Uma resposta para a pergunta: Por que há algo e não, mais bem, nada?

Eu vou dizer: Por quue há tudo o que há? Por que há filosofia? Música? Literatura? Pintura? Escultura? Arquitetura? Por que de tudo isso? Por que há a arte? Porque em todas as formas de expressão o homem tenta se imortalizar, transcender-se a si mesmo. Todas estas tentativas existem porque o homem é um ser finito. Porque o homem morre. Quando digo homem digo mulher também. Deveríamos fazer uma revolução e usar a palavra mulher, mas de alguma forma daríamos no mesmo. Então o homem é um ser finito, tem os dias contados, e ainda que mortal, tem fome de imortalizar-se, ou de imortalidade. Ninguém quer morrer! Shakespeare houvera trocado Hamlet, Macbeth por dois anos a mais de vida. Otelo por mais seis meses, se houvesse uma garantia. O homem sente pavor da morte. E mesmo assim finito e mortal se pergunta por ela. O por quê da finitude? A enfrenta, afronta sem a negar. Há entretanto negações como a droga, o sexismo e um montão de cerimônias para ocultar o fato de saber que se morre. Mas a filosofia bota essa questão adiante e sabendo-se um ser finito sabe, que  e por isso  se angustia. E se angustia porque morre.
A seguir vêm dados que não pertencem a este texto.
PR #7, opened 2010-09-28
Quick cleanup from using a local install - this helped when running from a subdirectory

christianchristensen:


codeguy:
Thanks! I'll pull in these changes during lunch.

codeguy:
Just pulled in the changes.

PR #18, opened 2010-09-29
HaangaView

jrivero:
Require Haanga.php and Haanga folder from the project of cesar:

http://github.com/crodas/Haanga/tree/master/lib/

Haanga is a excellent template engine like Twig but more optimal and have a Django syntax

I reuse the test of named routes for example of haangaview in bootstrap_haanga.php


codeguy:
Thanks! I will be out of the country until Monday, but I will pull in your code when I get back. Ultimately, my goal is not to include the actual third-party library code with Slim, but to simply provide example custom View class files for each third party library. The end user could then download the third party library and then integrate it using the example custom View files provided in the Slim download.

But I'll be sure to pull your code and run through your tests and add your HaangaView to the Slim repo. Thanks!

jrivero:
I like your ideas

You know flask project? creation and distribution extensions is very simple, and the framework core is very robust.

codeguy:
I am not familiar with Flask. Do you have a link?

jrivero:
Yes! Is a great micro-framework python based.
http://flask.pocoo.org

Quando a angustia revela ao homem que seu destino é o nada, ou lhe aparece a ideia do nada e a ideia do nada o leva a saber que ele, homem, vai ser nada por muito tempo,  ser nada na eternidade.
É nisso que reside a grandeza do homem, e essa grandeza se revela não somente na filosofia, mas em muitas manifestações, nos romances, na pintura, na música e em tudo que termina, e quando termina a partitura, a música, nos angustiamos. Por isso também existem os livros, montanhas de livros escritos sobre isso, a morte, mas não só, muito há para que possamos pensar nossa situação nesse mundo. E aqui e agora precisamos pensar nossa situação. Como país precisamos pensar. Não pensar o que querem que pensemos. Não estamos em outro lugar que senão o Brasil. E é no Brasil e como brasileiros que devemos pensar e devemos pensar agora, por que não sabemos se vamos poder fazê-lo depois, mais adiante. Porque o homem é aberto a milhares de possibilidades, mas em todas essas possibilidades e em algum momento está a morte, mas ainda assim, sem urgência, sem desespero temos que considerar que cada minuto é absolutamente precioso, e agora, agora tem uma densidade de ser, da qual temos que participar e nos comprometermos e que 'filosofar' é necessário. Por quê? Porque este pais necessita pensar! Precisamos abandonar tudo aquilo que nos distraia, toda a pataquada e estupidez, tudo que trabalha para nos estupidificarmos, em todos os meios, tudo quer colonizar nossa subjetividade. Toda gente se diz contra a colonização, mas o que se dá, é justamente a colonização do subjetivo do cidadão. Noutras palavras sujeitar o sujeito. Muitos médias estão para, com seu infinito espetáculo triste de pataquadas, atar o sujeito, sujeitá-lo! E sujeitado, está impedido de ver a própria situação. 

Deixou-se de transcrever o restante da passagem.